Caramiele honey hazelnut spread: I know you just read the words “hazelnut spread†and thought Nutella. This is not Nutella. It’s a spread made with Acacia honey and IGP Piedmont hazelnuts. The two combine for a sweet, nutty spread with the color of caramel and the consistency of smooth peanut butter. It’s every bit as addictive as Nutella, but without the chocolate flavor. Like Nutella, you can eat it on a spoon, on fruit, or spread it on a pastry. The suggested retail price for the Caramiele is around $10 for a 8.8-ounce bottle. www.ritrovo.com.

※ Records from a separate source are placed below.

PR #2188, opened 2021-01-20
[DA-1886] Genomics AW3 File and Cron Job Updates

j-kanuch:
This PR splits the AW3 cron job into separate jobs for the Array and WGS workflows. This PR also updates the WGS data file extensions for the VCF files after reviewing the data during the Broad DRC test.


pegbertsch (approved):
Not seeing anything that would impact the handling of creation of the `bigquery_sync` records,  so approving based on that assumption.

Superbutter premium seed butter: It’s peanut butter, without the peanuts. Superbutter seed butters are made with roasted sunflower, flax and sesame seeds, cane sugar, sea salt and palm oil. The seed butter has a roasted, nutty taste, and has the mouthfeel of real peanut butter. And like peanut butter, it comes in creamy or chunky. There’s also vanilla bean, made with Madagascar bourbon vanilla and vanilla seeds, and a chocolate seed butter with dark cocoa. The seed butters are all dairy-, gluten-, trans fat- and cholesterol-free. The suggested retail price for the creamy and chunky varieties is $5 a jar, and $6 a jar for the vanilla and chocolate flavors. www.store.superbutter.com/

Nancy’s Fancy gelato: This is Nancy Silverton’s line of gelato and sorbetto, the one we told you about last week on Daily Dish. The onetime pastry chef and woman behind Campanile and Mozza is making gelato and sorbetto. Flavors include Butterscotch Budino with salted caramel swirl, a play off the budino dessert at the Mozza restaurants; Stumptown Spiced Coffee with cracked cocoa nibs made with Stumptown coffee; Frutti di Bosco (Greek yogurt and mixed berries) and more. Recognizing that the market was saturated with salted caramel products, Silverton says she decided to go with a chunky salted peanut butter with crunchy chocolate instead. The gelatos and sorbettos are $10.99 a pint and will be available in the spring at stores nationwide. www.nancysfancy.com.